◆ Data under study
PR #1536, opened 2024-10-17
hdl._dsl: use `Enum` for fsm state signal

rroohhh:
This means the `enum_{base_type,value_*}` attributes will be emitted on rtlil export. 

(Also fixes the `src_loc_at`, which used to point at `contextlib`)


whitequark (approved):
LGTM

PR #1540, opened 2024-11-11
rpc: use rtlil instead of ilang

rroohhh:
The ilang alias to the rtlil frontend got removed in https://github.com/YosysHQ/yosys/pull/4704


whitequark (approved):
Thanks!

PR #1542, opened 2024-11-16
back/vendor: s/ilang/rtlil as a result of YosysHQ/yosys#4704

schnommus:
https://github.com/amaranth-lang/amaranth/pull/1540 did not catch all uses of this command that was deprecated upstream in https://github.com/YosysHQ/yosys/pull/4704


whitequark (approved):
Thanks!

PR #1552, opened 2025-01-18
Fix repr of Signature so it works for subclasses

robtaylor:
At the moment the `__repr__` for `Signature` doesn't work for derived classes of `Signature` (as used e.g. in Glasgow).

Simple fix here.

### DIFF
--- a/amaranth/lib/wiring.py
+++ b/amaranth/lib/wiring.py
@@ -1002,7 +1002,7 @@ class Signature(metaclass=SignatureMeta):
         return tuple()
 
     def __repr__(self):
-        if type(self) is Signature:
+        if isinstance(self, Signature):
             return f"Signature({dict(self.members.items())})"
         return super().__repr__()
 


amaranth/lib/wiring.py
```diff
@@ -1002,7 +1002,7 @@ def annotations(self, obj, /):
         return tuple()
 
     def __repr__(self):
-        if type(self) is Signature:
+        if isinstance(self, Signature):
             return f"Signature({dict(self.members.items())})"
```
whitequark, line 1006: This isn't a correct fix. There are two problems with it.

1. A repr is supposed to give information about the class name as well. Your fix would incorrectly indicate that the class name is `Signature` rather than whatever the subclass is.
2. Subclassing `Signature` is only really useful if you're going to add non-member attributes to it. But the default implementation only prints members. The check here serves as a nudge to implementers to make sure they really did cover all attributes.

whitequark (changes requested):
Apologies, it seems like I've never submitted a review.

robtaylor:
Makes sense :)

PR #1561, opened 2025-02-02
amaranth._nir: implement new `Match` cell.

wanda-phi:
Both `Matches` and `PriorityMatch` cells are obsoleted by the new cell.

This isn't really a functional change, as the validity rules on the `PriorityMatch` inputs imposed by RTLIL backend forced the netlist to conform to the same rules as the new composite cell.


whitequark (approved):
LGTM

whitequark (approved):
LGTM

PR #1575, opened 2025-04-16
backends: s/ilang/rtlil as a result of YosysHQ/yosys#4704

jeanthom:
Replace all occurrences of `read_ilang` with `read_rtlil`.

Backported from https://github.com/amaranth-lang/amaranth/commit/590cba1d6c00dffba7abb5f399680ac50e252adf into v0.4.x

PR #1576, opened 2025-04-16
Drop support for Python 3.8.

jeanthom:
Drop support for Python 3.8: documentation, pyproject.toml and GitHub Actions updates.

Required by https://github.com/amaranth-lang/amaranth/pull/1575


jeanthom:
It looks like there is some interdependency between this PR and #1575 due to the Yosys command name change.

whitequark:
Right. I guess we can combine these into one PR for that reason.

◆ What to work on
Looking only at the lines of the material above, count those containing "name" and give that number by itself.

◆ Result of this task
2